* _WORK INSTRUCTIONS_
Lines from the beginning of the data through the line containing "They rested on" are to be copied exactly, with no other line included.

::::::::::

PR #395, opened 2026-09-09
feat: scored worker placement and a pull-based fleet

meszmate:
## What this changes

Two connected changes to how the fleet works.

**Workers no longer have categories.** `free_tier`, `worker_type`, `risk_pool` and `egress_kind` are gone. Placement is a score over live state (capacity headroom, incumbency, region, tenant blast radius, per-provider crowding), and rotation is deliberately reluctant.

**The fleet is pull-based.** A machine joins with one command and a token, heartbeats, and asks what version it should run. The Hetzner provider, provisioning tables, worker profiles, AWS credentials and the SSH orchestrator are all removed.

## Why the categories had to go

They rested on a premise that is false for this architecture: that the worker's IP is the sending identity.

It is not. A worker never talks to a recipient MX. It authenticates to the customer's own mailbox provider, which delivers from its own outbound pool. So:

- **The worker IP is invisible to recipient spam filtering.** Google strips the submitting client's IP; Microsoft dropped `X-Originating-IP`. Co-locating a spam-prone mailbox next to a healthy one cannot contaminate the healthy one, which is why hard risk-pool segregation bought nothing.
- **The worker IP is very visible to the mailbox provider**, where it drives sign-in challenges, per-IP auth throttles (`454 4.7.0`) and per-IP rate limits (`421 4.7.28`). Exchange Online also caps SMTP AUTH at ~3 concurrent connections and ~30 msg/min per mailbox.

The practical inversion: **IP stability per mailbox beats IP diversity.** A migration is a cost, not a win. A fleet where nothing rotates is a healthy fleet.

## Onboarding

```bash
warmblyctl fleet join-token            # on the instance

curl -fsSL https://<instance>/join.sh | sh -s -- \
  --url https://<instance> --token <token> --role worker --region eu-central
```

No inbound port, no keypair, no cloud account. The join script is embedded in the binary and served by the instance itself, so a self-hosted fleet never depends on a vendor host. `PRIMARY_DB` is deliberately excluded from the config a node receives — a worker reaches relational data through the internal API and nothing else.

## Consumers are first-class

They previously had no identity at all: no id, no heartbeat, no row. A dead one was invisible until work backed up. They now enrol, heartbeat, report usage and self-update exactly like workers. A worker additionally gets a placement row; a consumer does not.

## Auto-update

The heartbeat reply carries `desired_version`; a systemd timer on the host pulls and restarts, so the process being replaced is never the process doing the replacing. Per-node pins allow canarying or holding a machine back. The backend is deliberately excluded: it is what tells everyone else their version, so a bad self-update would leave nothing to recover with.

## Bugs found along the way

- `MailboxWeight` switched on `"gmail-api"`/`"graph-api"`, which nothing ever wrote. The enum is `gmail`/`outlook`/`smtp_imap`, so every API mailbox was silently weighed 20x too heavy.
- The old rebalancer documented a 24h per-mailbox cooldown but had no column to enforce it with. There is now `worker_assigned_at`, and it is actually checked.

## Schema

- `000140` drops the four worker categories, rebuilds the capacity view.
- `000141` adds `fleet_nodes` (the registry every role shares) and reduces `workers` to a pure placement extension; `workers.id` IS the node id, enforced by a foreign key.
- `000142` drops the push-based provisioning subsystem.

All three round-trip down and back up.

## Verification

Beyond `gofmt` / `make lint` / `go vet` / `pnpm typecheck` / `pnpm lint` / `shellcheck -s sh`:

- fresh database, all 142 migrations applied, backend boots
- token issued, worker and consumer both join, both heartbeat, both told to update, `fleet list` renders the pending update
- placement places, load accounting comes out at exactly `2.05` for one SMTP + one Gmail + one SMTP mailbox (the `MailboxWeight` fix, demonstrably live)
- a healthy fleet does not churn; a worker that stops heartbeating is fully evacuated in one rotation pass, with `decision_log` entries

New live tests cover placement, rotation and the rewritten SQL: `internal/app/fleet/rotation_live_test.go` and `internal/repository/placement_queries_live_test.go`.

## Known, not caused by this branch

`TestLiveRepairedVerificationRestoresRouting` in `internal/tasks` fails on this branch. It fails identically on plain `origin/main`, so it is pre-existing and out of scope here.

## Not included

The admin Fleet section still has a `DedicatedTab` and `CapacityTab` built for the old shape. They typecheck and do not crash, but they do not yet surface the join-token flow or the version control that the CLI has.

## Deploy note

`000141` and `000142` drop columns and tables the previous release's code still reads (`workers.name`, `ip_addr`, `active`, `last_seen_at`, the SSH columns, the provisioning tables). A rolling deploy would leave old backend replicas querying columns that no longer exist.

Deploy this one stop-the-world: stop the backend and consumer, migrate, start the new build. Existing workers are carried into `fleet_nodes` by the migration and keep their identity, mailboxes and placement, so they reconnect on their next heartbeat without being re-enrolled.

Nodes running the previous worker image keep working — they just report to the old heartbeat path, which is gone, so they will show as unreachable until they are updated. Set the fleet version once after deploying and they self-update.


meszmate:
@coderabbitai full review

PR #397, opened 2026-09-09
Fix: inbox scroll position resets to top when opening emails

### LINKED ISSUE #396: Fix: Inbox Scroll Position Resets to Top When Opening Emails
In the Inbox email list, when I scroll down to find an email near the bottom and open it, the list automatically jumps back to the top.

The email list should maintain the same scroll position after opening or viewing an email, so when I go back to the inbox, I should return to the exact position where I was previously.

Image

@meszmate

meszmate:
Closes #396.

## The cause

Not the inbox: the app shell. `RouteBoundary` keyed the entire routed subtree on the pathname.

```tsx
return <ErrorBoundary key={pathname}>{children}</ErrorBoundary>;
```

The unibox puts the open thread **in the path** (`/app/unibox/all/<threadId>`), so clicking a row changed the pathname, changed that key, and React tore down and rebuilt the whole page. New DOM means `scrollTop: 0`. The same remount was also throwing away whatever the user had typed into the list search, and re-firing every loaded page of the search query on each open.

## The fix

**The shell distinguishes "different page" from "different place in this page."** New `useRouteKey` (`web/src/hooks/useRouteKey.ts`): identity defaults to the full pathname, so every other route behaves exactly as it did. A route opts params out of that identity with `handle: { stableParams: [...] }`, and the unibox declares `scope` and `threadId` as in-page state. `ErrorBoundary` now takes a `resetKey` and clears a caught error in `getDerivedStateFromProps` instead of being re-created, so navigating away from a broken page still recovers. `AppShell` keys its Suspense boundary and its content-panel scroll reset on the route identity, so a genuinely new page still mounts clean and still lands at the top.

**The list remembers where it was** — `web/src/hooks/useScrollMemory.ts`, keyed per scope + filters. This covers what keeping the page mounted cannot: leaving the inbox and coming back, and the mobile pane, which is `display: none` while a thread is open (browsers zero a hidden scroller with no scroll event). It stops on wheel, touch, key or pointer-down, gives up if the list has stopped growing short of the target, and only ever repairs a top the user did not choose.

**Reading a thread no longer refetches the list underneath you.** `useMarkSeen` patches the read/unread flip straight into the cached list and thread and refetches only the counters. It previously invalidated `["unibox"]`, so opening one email re-fetched every loaded page and re-ordered rows around whatever had arrived since.

Two related items while in there: the list auto-loads the next page as you reach the end (the button stays as the manual fallback), and `ThreadView` is keyed per thread so a half-typed reply never follows you into the next conversation.

## Worth knowing

- **Unread scope.** A thread you open now stays in the Unread list, un-bolded, until you leave the scope or the list refetches, instead of vanishing under your cursor as you read it. That is the same behaviour Gmail and Outlook have, and removing the row mid-read is the exact jump this issue is about.
- **Drive-by.** `["unibox", "count"]` was invalidated in two places but the query is `["unibox", "unseen-count"]`, so the title/favicon unread badge never moved on a snooze. Fixed both.

## Verification

- `web/`: `pnpm typecheck` clean, `pnpm lint` clean (83 warnings, all pre-existing and unchanged), `pnpm vitest run` 96/96.
- `docs/`: `pnpm types:check` and `pnpm lint` clean.
- New `web/src/app/app/unibox/uniboxScroll.test.tsx` mounts the real shell around the real unibox route. Each of its four assertions was checked to fail without the fix: reverting the boundary key breaks "keeps the list where it was" and "keeps what the user typed", and removing the scroll memory breaks both restore cases.

Not verified in a browser; that pass is still worth doing on the mobile pane in particular.

## Summary by CodeRabbit

* **New Features**
  * Unibox conversation lists now load additional conversations automatically as you scroll.
  * Your search text and list position are preserved when opening a conversation or returning to the inbox.
  * Conversations remain visible while more results load, with a manual fallback option.

* **Bug Fixes**
  * Improved message read-status updates and unread-count refresh behavior.
  * Switching conversations no longer unnecessarily resets the inbox view.

* **Documentation**
  * Updated the Unibox guide to describe automatic loading and scroll-position restoration.

### DIFF
--- a/docs/content/docs/guides/unibox.mdx
+++ b/docs/content/docs/guides/unibox.mdx
@@ -47,6 +47,8 @@ Search (press `/`) searches within your current scope, across subjects and the t
 
 Each row is a conversation, not a message, with a badge showing how many messages are inside. Opening it shows every message in order with participants and the owning mailbox. Replies and new inbound mail land in the same thread. Rows group under `Today`, `Yesterday`, `This week`, and `Earlier` headers.
 
+The list loads more conversations as you reach the end of it, and it keeps its place: opening a conversation, or leaving the inbox and coming back, returns you to the row you were on rather than the top of the list.
+
 Threading applies on both sides. A reply you send carries the provider's thread id, which nests it in your own mailbox, and an `In-Reply-To` header naming the last message in the conversation, which is what nests it for the recipient. Their mail client only ever sees the header: a thread id means nothing outside the mailbox that issued it.
 
 <Callout type="info" title="Keyboard navigation">
--- a/web/src/app/app/unibox/page.tsx
+++ b/web/src/app/app/unibox/page.tsx
@@ -19,7 +19,7 @@ import { ChevronLeftIcon, InboxIcon } from "lucide-react";
 import { ConversationList } from "@/components/app/unibox/ConversationList";
 import { ScheduledList } from "@/components/app/unibox/ScheduledList";
 import { ThreadView } from "@/components/app/unibox/ThreadView";
-import { ScopeRail, type UniboxScope } from "@/components/app/unibox/ScopeRail";
+import { ScopeRail, scopeKey, type UniboxScope } from "@/components/app/unibox/ScopeRail";
 import { ScopeSheet } from "@/components/app/unibox/ScopeSheet";
 import { UniboxHeader } from "@/components/app/unibox/UniboxHeader";
 import useFeatureAccess from "@/hooks/useFeatureAccess";
@@ -336,6 +336,7 @@ export default function UniboxPage() {
                 )}
               >
                 <ConversationList
+                  scopeKey={scopeKey(scope)}
                   scopeLabel={scopeLabel}
                   params={params}
                   setParams={setParams}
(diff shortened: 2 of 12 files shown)


meszmate:
Addressed the review on `cdbdad09`.

**Load-more failure (Major).** The runaway-retry premise doesn't hold as written — `isFetchNextPageError` is `isError && fetchDirection === 'forward'`, so a failed next page also sets `isError`, the list fell into the full-pane error branch, and the sentinel was unmounted. But that pointed at something worse: a failed `fetchNextPage` **replaced the entire loaded list** with "Couldn't load inbox". Pre-existing, except auto-loading turns it from a deliberate click into something scrolling can trigger. Fixed all three parts: the full-pane error is now reserved for when there are no rows at all, a pagination failure keeps the list and reports itself inline in the footer with a Try again, and the observer is gated on `isFetchNextPageError` so it does not retry on a loop.

**Debounce (Nitpick).** Taken, via the repo's existing `useDebouncedValue`. It was already firing a request per keystroke; the 30-minute `gcTime` in this PR is what would have made each one park a cached page, so it belongs here.

**Test isolation (Minor).** Correct, and the leak went further than `tops`: the hook's offset map is module-level and every test shared one list identity. `tops` is now rebuilt per test and each test drives its own scope (`all`, `unread`, `today`, `week`), so no assertion can be satisfied by a previous test's offset. Re-checked that each of the four still fails against the specific defect it pins.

::::::::::

* _EXERCISE RESPONSE_
PR #395, opened 2026-09-09
feat: scored worker placement and a pull-based fleet

meszmate:
## What this changes

Two connected changes to how the fleet works.

**Workers no longer have categories.** `free_tier`, `worker_type`, `risk_pool` and `egress_kind` are gone. Placement is a score over live state (capacity headroom, incumbency, region, tenant blast radius, per-provider crowding), and rotation is deliberately reluctant.

**The fleet is pull-based.** A machine joins with one command and a token, heartbeats, and asks what version it should run. The Hetzner provider, provisioning tables, worker profiles, AWS credentials and the SSH orchestrator are all removed.

## Why the categories had to go

They rested on a premise that is false for this architecture: that the worker's IP is the sending identity.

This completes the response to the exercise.